Sheff didn’t mind. His uncle Jem’s heavy voice was a reassuring counter-tone to the white man’s. And it wasn’t as if they were quarreling over the biblical text, after all.

The next morning, when he awoke, Sheff saw that the white man and his two brothers were already awake. Awake, clothed—and armed.

For the first time in his sixteen years of life, the sight of an armed white man didn’t scare Sheff. Even if the man in question was still the scariest-looking white man he’d ever seen.

Once the party were all awake and ready to resume their travel, the man spoke.

“My brothers and I will go with you as far as the Confederacy. To make sure nothing happens like last night.”

“It’s a far stretch, sir,” pointed out Jem.

The man shrugged. “We’ve been thinking of settling in the Confederacy, anyway. I would much like to make the acquaintance of Patrick Driscol. In a world full of sinners, his like is not often encountered.”

Uncle Jem nodded. “We’d much appreciate it, sir. Ever since Calhoun and his bunch got those freedmen exclusion laws passed, it’s been nigh horrible for black folks.”

“Yes, I know. Calhoun will burn. Not for us to know why God chose to inflict him upon us. No doubt He had His reasons.”

By the time they reached the Mississippi, almost two weeks later, Sheff had worked up the courage to ask the man’s name. He was the first one to do so.

It helped that a party of Cherokees was there, ready to escort them the rest of the way to the Arkansas Confederacy. Cherokees were frightening, to be sure, but they weren’t as frightening as white men.

Not even all white men were frightening to Sheff any longer. Not even
him.
He was learning to make distinctions that hadn’t seemed very clear, back in the freedmens’ quarters of Baltimore.

“Please, sir,” he said. “I’d really appreciate to know your name.”

The man nodded gravely. Then he smiled. He had quite a nice smile, even if it wasn’t often evident.

“I wondered when one of you might ask.” He pointed to his two brothers. “That’s Salmon. The other is my adopted brother, Levi Blakeslee. My name is Brown. John Brown.”

CHAPTER 1

Washington, D.C.

A
PRIL 25, 1824

 

“Houston must have known.” The president turned his head away from the window, presenting his profile to the other two men. The expression on his face was not condemnatory so much as simply pensive. “Must have known for several years, in fact. Am I right, Winfield?”

The tall, handsome general in one of the chairs in Monroe’s office shifted his position. Only slightly, of course. The very fancy uniform he favored didn’t lend itself well to extravagant movement while he was seated.
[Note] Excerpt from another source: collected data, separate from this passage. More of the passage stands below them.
PR #679, opened 2026-06-11
docs: storage error handling and the storage adapter contract

darcyparker:
## What

Adds a dev-docs page, `packages/automerge-repo/dev-docs/storage-error-handling.md`, documenting what happens when storage I/O fails and where the responsibility for reliability lies. This is the follow-up suggested in the review discussion on #676. Doc-only; no code changes.

## Contents

- **What `StorageSource` guarantees:** a failed save does not crash the process, and the change is retained in memory so a later save or reload re-persists it. It converts a fatal crash into a recoverable condition and does nothing more.
- **The storage adapter contract:** adapters own robustness; retry and backoff are one consideration (not a mandate, and not always the best fit); escalation is the adapter's responsibility, since only the adapter knows its backend.
- **Reliability strategies:** network redundancy via peers is usually the strongest lever, since a document synced to the repo instances you connect to is already durable in more than one place; adapter retry/backoff and other strategies (multi-backend write-through, a durable queue, reconciliation) are options to weigh.
- **Observability and alerting:** failures surface via the pluggable logger (`setLoggerFactory`, shaped for console/pino/winston); shipping logs (for example via OpenTelemetry) to an alerting layer is a deployment concern owned by the application embedding automerge-repo.
- **Why there is no first-class storage error event:** the logging path already exists and is configurable, escalation belongs in the adapter, and redundancy comes from the network; a custom `LoggerFactory` is the hook for programmatic handling.

### DIFF
--- a/packages/automerge-repo/dev-docs/storage-error-handling.md
+++ b/packages/automerge-repo/dev-docs/storage-error-handling.md
@@ -1,0 +1,116 @@
+# Storage error handling
+
+Guidance on what happens when storage I/O fails in `automerge-repo`, and where
+the responsibility for reliability lies. The behavior described here is
+implemented in [`src/StorageSource.ts`](../src/StorageSource.ts); the adapter
+contract applies to implementations of
+[`src/storage/StorageAdapterInterface.ts`](../src/storage/StorageAdapterInterface.ts).
+
+## What `StorageSource` guarantees
+
+When a throttled save rejects (a disk/IO error, quota exceeded, an aborted
+IndexedDB transaction, a failed remote write, and so on), `StorageSource`
+catches the error and logs it rather than letting it escape. Two properties
+follow:
+
+- **The process stays up.** The save runs fire-and-forget from a
+  `"heads-changed"` listener, so an unhandled rejection would, in Node, exit the
+  process by default. Catching it keeps the repo alive.
+- **The change is retained in memory.** Nothing is dropped. A later save or a
+  reload re-persists the current document, because `lastSavedHeads` only
+  advances on a successful write, so the next successful save re-includes
+  whatever a failed one did not persist.
+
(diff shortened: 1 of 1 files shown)


msakrejda:
Cool, thanks! Broadly, I think these docs are good. I'm not sure if this is the right place for them. It might be, but we're not really doing that for other stuff. Other options:

 - a note in https://automerge.org/docs/reference/repositories/storage/ (maybe not the right place either, since it doesn't talk about implementation much)
 - comments on StorageAdapterInterface (though maybe this is too high-level for something like that)

I'll sleep on it.

darcyparker:
> Cool, thanks! Broadly, I think these docs are good. I'm not sure if this is the right place for them. It might be, but we're not really doing that for other stuff. Other options:
> 
> * a note in https://automerge.org/docs/reference/repositories/storage/ (maybe not the right place either, since it doesn't talk about implementation much)
> * comments on StorageAdapterInterface (though maybe this is too high-level for something like that)
> 
> I'll sleep on it.

NP - Use it as a reference. Feel free to close this PR.

msakrejda:
So I ran into related issues that prompted me to write #725; I think it'd be nice to have these docs land. I'm still not sure what the best place for it: I think ideally, it'd be good to have docs in source comments, and separately something in the public docs. After #725 lands I can try pulling apart this into those pieces unless you want to take a stab at it.

darcyparker:
Agreed, let's land these. I'll take a stab at the split after #725 merges (per your suggestion): source comments plus a docs page for the load-path semantics (`DocumentUnavailableError` vs `DocumentLoadFailedError`), and we can settle placement (this `dev-docs` file, the storage reference, or elsewhere) then. Fuller notes are on #725 (and #726, a small follow-up there making `DocumentLoadFailedError` extend `AggregateError` so structured loggers expand the sub-errors).

PR #689, opened 2026-06-26
fix(throttle): settle superseded asyncThrottle calls instead of orphaning them

darcyparker:
## What

`asyncThrottle` coalesces calls that arrive within the throttle window so that only the latest one runs. Each call used to create its own `Promise` wired to its own `setTimeout`. When a later call arrived it cleared the earlier call's timeout, but nothing ever resolved or rejected the earlier call's promise, so awaiting a superseded call hung forever. (A concern for GC)

```ts
const throttled = asyncThrottle(fn, 100)
const a = throttled(1) // superseded: its timeout is cleared by the next call
const b = throttled(2) // runs
await a // never settles
```

## Fix

Share a single deferred (`Promise.withResolvers`) across every call coalesced into the next run. The run still uses the latest call's args, and the existing `await currentPromise` serialization (each call waits for the previous execution to settle) is unchanged. The difference is that when the run settles, every caller coalesced into it settles with that same result, instead of only the last caller's promise being wired to the timeout.

```diff
-    return new Promise<TReturn>((resolve, reject) => {
-      timeout = setTimeout(async () => {
-        try {
-          currentPromise = fn(...args)
-          resolve(await currentPromise)
-        } catch (error) {
-          reject(error)
-        } finally {
-          lastCall = Date.now()
-          currentPromise = undefined
-          timeout = undefined
-        }
-      }, wait)
-    })
+    pending ??= Promise.withResolvers<TReturn>()
+    const deferred = pending
+    ...
+    timeout = setTimeout(async () => {
+      pending = undefined
+      timeout = undefined
+      try {
+        currentPromise = fn(...args)
+        deferred.resolve(await currentPromise)
+      } catch (error) {
+        deferred.reject(error)
+      } finally {
+        lastCall = Date.now()
+        currentPromise = undefined
+      }
+    }, wait)
+    return deferred.promise
```

## Tests

Adds two regression tests covering the coalesced callers:

- a superseded caller's promise resolves with the winning run's result
- a rejection propagates to every superseded caller

`vitest run test/throttle.test.ts`: 12 passed.

Follows #675, which clamped the same throttle's `setTimeout` delay.

### DIFF
--- a/packages/automerge-repo/src/helpers/throttle.ts
+++ b/packages/automerge-repo/src/helpers/throttle.ts
@@ -50,6 +50,8 @@ export const throttle = <F extends (...args: Parameters<F>) => ReturnType<F>>(
  * - Previous calls complete before new ones start (so there is no race with previous calls)
  * - There's always a minimum delay between executions
  * - The latest call always runs (canceling previous pending calls)
+ * - Superseded calls still settle — every coalesced caller resolves (or rejects)
+ *   with the winning run's result rather than being left with an orphaned promise
  * - Each call waits for the previous execution to complete
  *
  * This creates a batching behavior that prevents flooding while ensuring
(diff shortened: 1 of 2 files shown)


packages/automerge-repo/src/helpers/throttle.ts
```diff
@@ -50,6 +50,8 @@ export const throttle = <F extends (...args: Parameters<F>) => ReturnType<F>>(
  * - Previous calls complete before new ones start (so there is no race with previous calls)
  * - There's always a minimum delay between executions
  * - The latest call always runs (canceling previous pending calls)
+ * - Superseded calls still settle — every coalesced caller resolves (or rejects)
+ *   with the winning run's result rather than being left with an orphaned promise
```
msakrejda, line 54: Yeah, this is probably more useful than having superseded calls always reject.

msakrejda (approved):
Nice, good catch.

packages/automerge-repo/src/helpers/throttle.ts
darcyparker: Yes - in most cases, the caller should never reject...  (it settles the way the caller settled with)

“Oh, certainly,” General Scott replied. “Driscol’s been building another Line of Torres Vedras in those mountains. The original took Wellington over a year to build—and he had the population of Lisbon to draw on. Even with all the negroes who have migrated to Arkansas the past few years, Driscol doesn’t begin to have that large a labor force. And the Cherokees and Creeks are useless for that sort of work, of course. For the most part, at least.”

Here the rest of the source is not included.